Case Report Body: INTRODUCTION :
Fat embolism syndrome (FES) is a rare, life-threatening complication of liposuction surgery. It presents as an intense inflammatory response leading to a multi-organ failure with a high mortality rate. Respiratory and neurological abnormalities are the expected initial presentation of FES. Treatment is limited to supportive care and lung-protective strategies. There have been case reports suggesting the use of ECMO in the management of ARDS secondary to FES. However, these case reports are few, limited to the use of VV-ECMO, and primarily described for patients with long-bone fractures.
CASE DESCRIPTION :
A 43-year-old female with a history of depression underwent right breast fibroadenoma removal with breast reconstruction and liposuction. Surgery was planned under Local anesthesia. At the time of fat injection, the patient suddenly became hypoxemic, requiring emergent intubation. She was diagnosed with acute respiratory distress syndrome secondary to FES.

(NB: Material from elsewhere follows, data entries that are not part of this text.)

PR #1660, opened 2024-10-09
Add test for incorrect max_past_epochs value

neekolas:
We noticed that there was an issue with the `max_past_epochs` flag being respected in the `MlsGroupCreateConfig`. Members of the group joining from a Welcome would see the specified value, but the group creator would always have a `max_past_epochs` set to 0.

This is because when the `MlsGroupBuilder::build` method is run, it uses the `max_past_epochs` flag from the builder instead of the `MlsGroupCreateConfig`

[This is how we fixed it](https://github.com/xmtp/openmls/pull/38/commits/043b347cb18d528647df36f500725ab57c41c7db) in our fork, but you may want to handle differently. Is the `max_past_epochs` flag on the `MlsGroupBuilder` even necessary with the group create config. From my cursory look, it seems to be always `None`.

### DIFF
--- a/openmls/src/group/mls_group/past_secrets.rs
+++ b/openmls/src/group/mls_group/past_secrets.rs
@@ -21,7 +21,7 @@ struct EpochTree {
 #[cfg_attr(feature = "crypto-debug", derive(Debug))]
 pub(crate) struct MessageSecretsStore {
     // Maximum size of the `past_epoch_trees` list.
-    max_epochs: usize,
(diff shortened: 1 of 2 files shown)


kkohbrok (commented):
Thanks for the PR! Looks like we can just remove the `max_past_epochs` field from the builder alltogether, as it appears that it's never actually set. I've filed #1662 to that effect.

keks:
Merged in #1664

The postoperative course was further complicated by distributive shock requiring vasopressor support. Due to worsening shock and hypoxemia on the ventilator despite lung-protective ventilation, VA ECMO was initiated. The patient was weaned off ECMO by day 5, and vasopressors were tapered off by day 8. She had a tracheostomy on day 15 and was discharged from the hospital on day 39 to a rehabilitation facility. Tracheostomy was eventually decannulated. At the time of discharge from the rehabilitation facility, she was on room air with no residual cognitive deficits and was independent of activities of daily living.
DISCUSSION :
To the best of our understanding, ours is the first case report that describes successful outcome using VA-ECMO for a patient with FES post liposuction surgery. Severe hypoxemia and refractory shock in our patient improved after initiation of the ECMO support for five days. ECMO should be considered in FES with severe hypoxemia and refractory shock.